Замечу, что любое неповиновение внука расценивалось как как конфликт мирового масштаба. За последние пару лет интернатская страшилка так Сене приелась, что на этот раз он, не отрываясь от книги, лишь плечом дернул – как от комара отмахнулся.
Столь легкомысленного попрания своего авторитета Любовь Моисеевна допустить не могла и положила любой ценой добиться от внука раскаяния или по меньшей мере страха перед неотвратимым наказанием. Ответом на вопиющее пренебрежение стало тут же написанное и громко зачитанное вслух письмо директору интерната: «Мне стыдно признаться, но я вынуждена сказать всю правду: мой внук Семен – очень трудный ребенок. С ним невозможно справиться, он грубит бабушке и не слушается. Мать им не занимается, а у меня больше нет сил. Пожалуйста, помогите исправить мальчика!»
Дед Фима немедленно был откомандирован на почту – отправить заказным письмом вопль несчастной измученной старушки.
Неисправимый ребенок нисколечко, однако, не обеспокоился, даже ухмыльнулся про себя: да ла-а-дно. Не дурак, понимал, что интернат запросит характеристику из школы, и тогда директор покрутит пальцем у виска: «сбрендила бабуля – на такого золотого ученика бочку катить». А посему незачем всякими пустыми угрозами голову себе забивать.
Уже через неделю из интерната пришел ответ. Сенька, посланный за газетой, самолично вытащил из почтового ящика конверт, который бабка тут же вскрыла. Зачитала торжественно, с выражением: «Глубокоуважаемая Любовь Моисеевна! Мы с большим сочувствием прочли Ваше письмо и готовы прийти Вам на помощь: зачислить Вашего непослушного внука с первого сентября в шестой класс интерната. Мальчик несомненно нуждается в самой строгой дисциплине для исправления. Отправляйте его к нам, на полное государственное обеспечение. Наши опытные педагоги научат ребенка любить и уважать бабушку. С почтением, директор и завуч.»
Любовь Моисеевна назидательно постучала указательным пальцем по письму:
– Вот: чужие люди ко мне с уважением и почтением, а родной внук, которому я все отдала, позволяет себе грубить и не слушаться.
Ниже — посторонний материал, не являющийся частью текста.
PR #295, opened 2015-03-30
Actually installs binaries fixing regression in bd626e for #252

dsheets:
The previous version of `cohttp.install` broke binary installation. This fixes it for me, at least.

### DIFF
--- a/cohttp.install
+++ b/cohttp.install
@@ -1,7 +1,16 @@
 bin: [
-  "?cohttp-server-async"
-  "?cohttp-server-lwt"
-  "?cohttp-curl-async"
-  "?cohttp-curl-lwt"
-  "?cohttp-proxy-lwt"
+  "?cohttp_server_async.byte"   { "cohttp-server-async" }
+  "?cohttp_server_async.native" { "cohttp-server-async" }
+
+  "?cohttp_server_lwt.byte"     { "cohttp-server-lwt" }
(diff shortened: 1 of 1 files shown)


cohttp.install
```diff
@@ -1,7 +1,16 @@
 bin: [
-  "?cohttp-server-async"
-  "?cohttp-server-lwt"
-  "?cohttp-curl-async"
-  "?cohttp-curl-lwt"
-  "?cohttp-proxy-lwt"
+  "?cohttp_server_async.native" { "cohttp-server-async" }
+  "?cohttp_server_async.byte"   { "cohttp-server-async" }
```
avsm: does the ordering matter? I'd prefer to install native code ones rather than bytecode.

dbuenzli: The opam manual says that files will be installed in sequence. https://opam.ocaml.org/doc/manual/dev-manual.html#sec25

dsheets: Maybe the order matters but `_oasis` is targeting `best` so only one of these should exist.

dbuenzli: (though personally I don't find that relying on this property is very clean, that's the reason why .install files should really be generated by the build system).

dsheets: Well, I've reordered it but GitHub is having some trouble with the force push.

dsheets:
Updated.

rgrinberg:
+1

PR #296, opened 2015-03-30
Remove mutability of request/response

rgrinberg:
Mutability of request/response really isn't buying anything over just using a ref when it's actually needed. I think we should just get rid of it unless we can justify it with an actual use case.

The purpose of this PR is to really just discuss the possibility and see
if/how many downstream projects rely on it.

### DIFF
--- a/lib/request.ml
+++ b/lib/request.ml
@@ -18,11 +18,11 @@
 open Sexplib.Std
 
 type t = {
-  mutable headers: Header.t;
-  mutable meth: Code.meth;
-  mutable uri: Uri.t;
-  mutable version: Code.version;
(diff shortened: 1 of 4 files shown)


rgrinberg:
Looks like this doesn't break anyone!

avsm:
I'm fine with this change.  Might as well get it in before 1.0

rgrinberg:
Yep. Merge it and push off 0.16.0? Multipart can wait until 0.17.0

avsm:
Yep, although I can't test the 0.16.0 cut as I'm on vacation in Singapore this week! Want to release it?

rgrinberg:
Sure!

PR #298, opened 2015-04-01
Fix cohttp-server-lwt bind

dsheets:
I also put an interface on `Cohttp_lwt_unix_net` and left doc comments noting it as private. I believe it is intended to be private but... maybe not?


samoht:
If it is really private, can you also update the `_oasis` file to move it into some `InternalModules`?

dsheets:
I don't think it actually is private any more. If you want to use `Cohttp_lwt.Make_client` with alternative `IO`, `Request`, or `Response` but not `Net` then it would be handy to have it around. I updated the branch but I'm still tracking down the 4.01.0 camlp4 syntax error.

dsheets:
times out on async_extra

PR #300, opened 2015-04-03
String_io: recognize CRLF is a line terminator

nojb:
The current code in `String_io` terminates lines only with `'\n'`.  This fixes it.


rgrinberg:
Thank you!

PR #301, opened 2015-04-03
Remove nettests

rgrinberg:
useless flag


avsm:
these are useful for offline development

rgrinberg:
The tests are still there but there's no use in having oasis run them

PR #375, opened 2015-06-06
Fix 204 beavior

rgrinberg:
cc @edwintorok

### DIFF
--- a/lib/response.ml
+++ b/lib/response.ml
@@ -67,18 +67,26 @@ module Make(IO : S.IO) = struct
        let flush = false in
        return (`Ok { encoding; headers; version; status; flush })
 
-  let has_body {status; encoding} =
-    (* rfc7230#section-5.7.1 *)
-    match status with
-    | #Code.informational_status | `No_content | `Not_modified -> `No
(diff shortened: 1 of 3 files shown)


lib/response.ml
```diff
@@ -67,18 +67,26 @@ module Make(IO : S.IO) = struct
...
   let make_body_reader {encoding} ic = Transfer_IO.make_reader encoding ic
   let read_body_chunk = Transfer_IO.read
 
   let write_header res oc =
     write oc (Printf.sprintf "%s %s\r\n" (Code.string_of_version res.version)
       (Code.string_of_status res.status)) >>= fun () ->
-    let headers = Header.add_transfer_encoding res.headers res.encoding in
+    let headers =
+      if allowed_body res
+      then Header.add_transfer_encoding res.headers res.encoding
```
avsm: shouldn't this check to see if the response already has a Transfer-encoding header and not override it if so?

rgrinberg: Probably. I'll take a look at this separately since this PR doesn't change this aspect of the behavior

Но дыбык, к ее изумлению, ни раскаяния, ни тревоги за свое будущее не выказывал. А чего там, в самом деле:: до сентября еще сколько воды утечет… Еще пятый класс предстоит окончить, еще летние каникулы впереди. За это время бабка сто пятьдесят раз передумает, забудет сердиться.
Пустой конверт из интерната лежал на краю стола и чем-то Сеньку интриговал: слишком чистеньким конвертик тот был, будто не хватало на нем чего-то…
Проследив за взглядом внука, Любовь Моисеевна вместе с баб-Любой сникли: недооценили мамзера. Тот в два счета просёк проруху: на конверте имелись и марка, и обратный адрес, даже вычерченный строго по пунктирам почтовый индекс наличествовал, но не было черного почтового штемпеля!
Блеф! Трюк! Очередной развод, очередная бабкина «вся правда»!
Вот сами скажите: можно такой верить?
6. Киселёвы
Интернатскую эту историю Сенька, кипя и булькая от возмущения, вкратце изложил Толяну. А кому еще? Не матери же.
Пояснять приятелю, как мастерски баб-Люба умеет раздувать огорчительные мелочи до вселенских катастроф, не требовалось: Толян и сам не раз становился невольным свидетелем соседских драм. Потому-то он и старался без крайней нужды не наведываться к Голубам, несмотря на то что каждый раз оказывался усажен за стол и накормлен щедро, от всей души. Вареники с творогом он ценил особенно, но всё же был готов и без вареников обойтись – лишь бы не рисковать оказаться в опасной близости от вулкана педагогических экзерсисов.
– Сдается мне, она у тебя того: с приветом. – ставил Толян диагноз баб-Любе. – С хоро-о-шим таким приветиком. Моя бабка в крайнем случае наорет, в самом крайнем – может за ухо ухватить. Но небольно, она жалостливая: ни разу бате на меня не настучала. А твоя – интеллигентка: жилы тянет и на кулак наматывает. Бр-р-р. Я б от такой утек.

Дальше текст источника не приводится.